PR #9244, opened 2016-10-05
[WIP] provider/aws: Add new aws_vpc_endpoint_route_table_association resource.

kwilczynski:
This commit adds a new resource which allows to a list of route tables to be
either added and/or removed from an existing VPC Endpoint. This resource would
also be complimentary to the existing `aws_vpc_endpoint` resource where the
route tables might not be specified (not a requirement for a VPC Endpoint to
be created successfully) during creation, especially where the workflow is
such where the route tables are not immediately known.

Signed-off-by: Krzysztof Wilczynski krzysztof.wilczynski@linux.com

PR #9357, opened 2016-10-13
Allow empty route_table_ids list in aws_vpc_endpoint resources

mrwacky42:
Without this change, TF submits a request with empty RouteTableIDs and AWS responds `400 bad request`.
With this change, I can create a VPC Endpoint without a route table.

I am almost completely ignorant of Go, so let me know if there's a better to solve this.

### DIFF
--- a/builtin/providers/aws/resource_aws_vpc_endpoint.go
+++ b/builtin/providers/aws/resource_aws_vpc_endpoint.go
@@ -59,9 +59,15 @@ func resourceAwsVpcEndpoint() *schema.Resource {
 func resourceAwsVPCEndpointCreate(d *schema.ResourceData, meta interface{}) error {
 	conn := meta.(*AWSClient).ec2conn
 	input := &ec2.CreateVpcEndpointInput{
-		VpcId:         aws.String(d.Get("vpc_id").(string)),
-		RouteTableIds: expandStringList(d.Get("route_table_ids").(*schema.Set).List()),
-		ServiceName:   aws.String(d.Get("service_name").(string)),
+		VpcId:       aws.String(d.Get("vpc_id").(string)),
+		ServiceName: aws.String(d.Get("service_name").(string)),
+	}
+
+	if v, ok := d.GetOk("route_table_ids"); ok {
+		list := v.(*schema.Set).List()
+		if len(list) > 0 {
+			input.RouteTableIds = expandStringList(list)
+		}
 	}
 
 	if v, ok := d.GetOk("policy"); ok {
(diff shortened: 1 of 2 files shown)


mrwacky42:
Of course, now I discovered https://github.com/hashicorp/terraform/issues/8225, so ...

catsby:
This looks good to me, @mrwacky42 , what is your concern / question with regards to #8225?

mrwacky42:
@catsby  -- My concern is that this is only partially useful, since I can't actually add RouteTableID to the VPC endpoint after the fact. I had to create my VPC endpoint with non-empty `route_table_ids`, since there is currently no way to add them after the fact with Terraform.

I think Terraform will need a `aws_vpce_endpoint_route_table_association` resource to fully fix #8225.

mrwacky42:
@catsby *ping*

catsby:
> I can't actually add RouteTableID to the VPC endpoint after the fact. I had to create my VPC endpoint with non-empty route_table_ids, since there is currently no way to add them after the fact with Terraform.

Sorry for my confusion; the resource allows you to add/modify the RouteTable IDs:

- https://www.terraform.io/docs/providers/aws/r/vpc_endpoint.html

What am I missing? 

This PR as it stands seems useful and I'd like to pull it in, unless you object

mrwacky42:
Yes, this is good to merge.

What you are missing is that I'm trying to create the `vpc_endpoint` resource without specifying `route_table_ids`, and associate it to route tables in another step. For better or worse, I don't have the `route_table_ids` available to me when I'm creating this endpoint (different modules essentially).

The original task I was trying to achieve is:
* Create `vpc_endpoint` resource with empty `route_table_ids` (fixed by this PR)
* Create `route_table`s, and add the `vpc_endpoint` prefix list as a route at a later time.

But... the `aws_route_table` resource requires CIDR blocks presently, and barfs if I give it `pl-c0ffee1234` as a `destination_cidr_block`.

From AWS web console, the only way I am able to add the route is from the VPC endpoints page, and not on the route tables themselves. In this, the web console seems to have the same limitation as Terraform -- only accepting CIDR blocks.

So that's why I'm suggesting `aws_vpc_endpoint_route_table_association` as a complete fix for #8225.

Hopefully I'm being clear enough, and yes please merge!

catsby:
Thank you for the explanation! I'll go ahead and merge this then

coen-hyde:
Linking #9244

mrwacky42:
@coen-hyde - I hadn't. Thanks.

PR #9360, opened 2016-10-13
What should be specified is not obvious for Azure Network Security Groups

jcrowthe:
Specified that the security group needs to be addressed by it's id and not by its name. This will assist when debugging the error with message "{name} is invalid. Expect fully qualified resource Id that start with azure .properties.networkSecurityGroup.id"


stack72:
Hi @jcrowthe 

Thanks for the PR here - you are indeed correct :) This LGTM1

P.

TASK ITEM: Can you write out the lines above, from the first one through the one containing "either added and/or", exactly as they appear and nothing more?

SOLUTION TO THIS EXERCISE:
PR #9244, opened 2016-10-05
[WIP] provider/aws: Add new aws_vpc_endpoint_route_table_association resource.

kwilczynski:
This commit adds a new resource which allows to a list of route tables to be
either added and/or removed from an existing VPC Endpoint. This resource would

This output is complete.